Through the youth program, the city saw a huge increase in foot traffic and as Bolli infers, “It’s just turned into this really wonderful community partnership. It’s given some of our mom-and-pop retailers and restaurants the opportunity to market a little bit better regionally.” The Economic Development Council also works with local developers, taking time to hear their input and concerns. “They bring a different set of eyes to the policies and regulations that we have in place, so, we try to make it as good as we can by hearing from those who actually have to go through it,” Bolli says.
Another developer/city partnership is the Covington connector, a $60 million road project which will provide additional north-south access through the city. Phase one of this project is complete, leading to the edge of the much-anticipated LakePointe development. “It was large and really developer driven in order to get that money allocated to us from the legislature. So that was a really incredible win,” says Lyons. “That road is completed, we turned on the new traffic light this year.

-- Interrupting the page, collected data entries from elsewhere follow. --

Issue #400, opened 2022-12-03
e2e test suite fails but job succeeds


aojea:
```
Summarizing 2 Failures:
  [FAIL] [sig-network] Services [It] should be updated after adding or deleting ports 
  test/e2e/network/service.go:966
  [FAIL] [sig-network] Services [It] should serve multiport endpoints from pods  [Conformance]
  test/e2e/network/service.go:922

Ran 306 of 7067 Specs in 666.762 seconds
FAIL! -- 304 Passed | 2 Failed | 0 Pending | 6761 Skipped


Ginkgo ran 1 suite in 11m11.265497035s

Test Suite Failed
```

However, the job is green https://github.com/kubernetes-sigs/kpng/actions/runs/3584852487/jobs/6032067673

???

jayunit100:
ahhh  so, yes, we want to "pass" because its not a regression, but i see what you mean . 

Should we add a separate (non-blocking) test that runs these 2 known failure cases ? or just make it fail every time ?

aojea:
those tests are exercising common functionality of Services, not having them passing means that kpng is not complaint, if you really want to offer kpng to users those test have to be passing

PR #401, opened 2022-12-03
Fail job if test suite fails

aojea:
Fixes: https://github.com/kubernetes-sigs/kpng/issues/400


jayunit100:
after this lets then separate tests "sig network stable " tests from the "sig network kpng failing" tests so that its easy for us to know about regression

jayunit100:
ha now we have to make it so that the bot merges it even though the tests fail i guess

aojea:
You can skip and add Todo

qabpea:
This has been fixed in PR #437, This PR can now be closed

aojea:
Thanks Per

PR #411, opened 2022-12-22
Making K2S explicit and more readable

### LINKED ISSUE #412: Remove stamp coupling and lambdas and make a2s, k2s, ... easy to trace
Right now the cmd/ package is tricky to read:

- We have some unnecessary types
- We have some unnecessary files (ip-port.go, maybe others?) that can be isolated to the minimal places.
- We create a lambda
- The lambda implements a type 
- The function type has methods on it  that are callable
- We then call the type w/ various toAPI, toLocal, and so on methods

The problem here is that we use types, rather than inputs, to configure these commands, this means that its not clear when reading the code *what* the inputs to these are (unless you go read the type, which is simply called something like "setupFunc", and which is later referenced as "c()" inside of these calls.

Since the indirection here puts a cognitive load on folks wanting to build their own Client impl,  We should:

- Comment exactly and name the Cobra generators explicitly
- Decouple the inputs from the toAPI, toLocal, and so on from any internal Types, and from each other
- Decouple the k2s/a2s/... from the underlying store builder as much as possible (i.e. remove wrapper types)

### LINKED ISSUE #414: ParallelExample tests can flake
the 1 3 8 millisecond waits arent enough for GH Actions.

jayunit100:
fixes #412 
fixes #414 also


client/plugins/ip-port.go
```diff
@@ -14,7 +14,7 @@ See the License for the specific language governing permissions and
 limitations under the License.
 */
 
-package main
+package conntrack
```
knabben, line 17: should this be on `conntrack` folder, otherwise this is on plugins module.

jayunit100: yeah, removing we dont need that file good catch thanks amim

jayunit100:
dont lgtm yet

PR #415, opened 2022-12-23
Finish adding lambdas explicitly and also fix some kpng-local-up.sh errors related to legacy mode

jayunit100:
Was missing the lambda internalization from last commit , second half of #411 , fixes the first half of #416


jayunit100:
was missing a commit in my last MR, added here and also fixed kpng-local-up.sh to use kind , and not calico, which gets us (part of) the way there, towards fixing the kpng-local-up.sh issue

So that was really exciting.”
Phase two, which is currently underway, involves work on the SR18, including improvements to two off ramps which will allow access to the new development. “The third piece to this is the LakePointe Boulevard,” Lyons reports. “The developer is a little bit more heavily involved in that section of roadway, but the city is still supporting them by applying for Transportation Improvement Board grants and helping them find money to fill any gaps that they have in that construction.”
With the roadwork complete, the city will be looking forward to seeing the LakePointe urban village area brought to life, bringing an exciting addition to the community. As for what else is on the agenda, Bolli offers, “We’ve got the vision pretty well marked out that Covington will be a standout player regionally on several different issues, housing, commercial, and safety.
In summary, Lyons says, “We are still looking at growth opportunities, and with growth opportunities comes change. We want to make sure that what we’re building is maintainable, that we’re using our public funds wisely to take care of our investments, and that there is resiliency in the fact that we’re building real communities, and we’re coming together as a city.”
AT A GLANCE
What: A thriving city in the Puget Sound region, incorporated in 1997.